Displacement and statelessness
Civil war broke out in Syria in 2011, causing hundreds of thousands of civilians to be killed, millions to be displaced, and significant areas of the country to have fallen under the control of armed non-State actors. In Iraq, ongoing turmoil has also led to destruction and the displacement for hundreds and thousands of families. Yemen has millions of internally displaced persons and hundreds and thousands of refugees that are escaping the crisis and conflict that has afflicted this country. These worsening crises have caused a massive humanitarian disaster in the region, impacting countries far beyond those in which conflict is taking place.

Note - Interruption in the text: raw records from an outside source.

PR #8743, opened 2022-01-13
Accept `*` as an index in property paths

### LINKED ISSUE #8197: ReplaceOnChanges - strconv.ParseInt
I'm trying to use ReplaceOnChanges for an AKS cluster to replace when the availabilityZones change. I'm doing this right now:
```
                ReplaceOnChanges =
                {
                    "agentPoolProfiles[*].availabilityZones"
                }
```

I get the error:
error: invalid array index: strconv.ParseInt: parsing "*": invalid syntax

Shouldn't I be able to use the * syntax in an array? I'm having to do this as a workaround currently:

```
  ReplaceOnChanges =
                {
                    "agentPoolProfiles[0].availabilityZones",
                    "agentPoolProfiles[1].availabilityZones"
                }
```

iwahbe:
# Description
`PropertyPaths` are used as path descriptors with wildcards (`*`). Users
know they can use `root["*"]` to wildcard on any entry in a map. Because
strings and numbers can both be used to index (map vs array), our users
expect to be able to use `root[*]` as a wildcard for an array. We should
parse `[*]` so wildcards work as expected. Internally, this will be
syntactic sugar for `["*"]`, but with much less user confusion.

Fixes #8197
See also: https://github.com/pulumi/pulumi-hugo/issues/908
## Checklist

### DIFF
--- a/sdk/go/common/resource/properties_path_test.go
+++ b/sdk/go/common/resource/properties_path_test.go
@@ -144,6 +144,30 @@ func TestPropertyPath(t *testing.T) {
 		})
 	}
 
+	simpleCases := []struct {
+		path   string
+		parsed PropertyPath
+	}{
+		{
+			`root["*"].field[1]`,
+			PropertyPath{"root", "*", "field", 1},
+		},
+		{
+			`*.bar`,
+			PropertyPath{"*", "bar"},
+		},
+	}
+
+	t.Run("Simple", func(t *testing.T) {
+		for _, c := range simpleCases {
+			t.Run(c.path, func(t *testing.T) {
+				parsed, err := ParsePropertyPath(c.path)
+				assert.NoError(t, err)
+				assert.Equal(t, c.parsed, parsed)
+			})
+		}
+	})
+
 	negativeCases := []string{
 		// Syntax errors
 		"root[",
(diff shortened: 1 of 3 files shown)


sdk/go/common/resource/properties_path_test.go
```diff
@@ -144,6 +144,30 @@ func TestPropertyPath(t *testing.T) {
 		})
 	}
 
+	simpleCases := []struct {
+		path   string
+		parsed PropertyPath
+	}{
+		{
+			`root["*"].field[1]`,
```
Frassle, line 152: Feel there should be a `root[*].field[1]` test as well given that's what this is adding support for

iwahbe: @pgavlin Which tests would you like to see added to `TestPropertyPathContains`? `TestPropertyPathContains` takes as input a `PropertyPath`. Since `foo[*].bar` and `foo["*"].bar` both parse into the same property path `PropertyPath{"foo", "*", "bar"}`, I don't think that my change introduces any new surface area for the `Contains` method.

pgavlin: > `TestPropertyPathContains` takes as input a `PropertyPath`

Ah, so it does--I did not read the setup for that test closely enough. Nevermind, then!

pgavlin (approved):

The overwhelming majority of these refugees and internally displaced persons hold the nationality of their country of origin and face no immediate risk of statelessness. However, due to a number of factors—mainly the gender discriminatory nature of the law in all three of these countries and complex civil registry procedures in host countries—the risk of statelessness in the region has increased significantly with the rise of conflicts. Children born to Iraqi and Yemeni mothers outside their country do not automatically obtain nationality, but have to apply for it. Furthermore according to Syrian nationality law, those born outside of Syria to a Syrian mother can never obtain her nationality. In times of conflict there are varying scenarios in which a father may not be present or known, or may not be legally linked to the child, increasing the risk of statelessness and related vulnerabilities. Statelessness is a driver of insecurity and injustice, particularly in situations of conflict and displacement. Being left both displaced and stateless is not only an impediment to accessing a variety of rights, but also may affect a family’s opportunity of returning to their country in the future.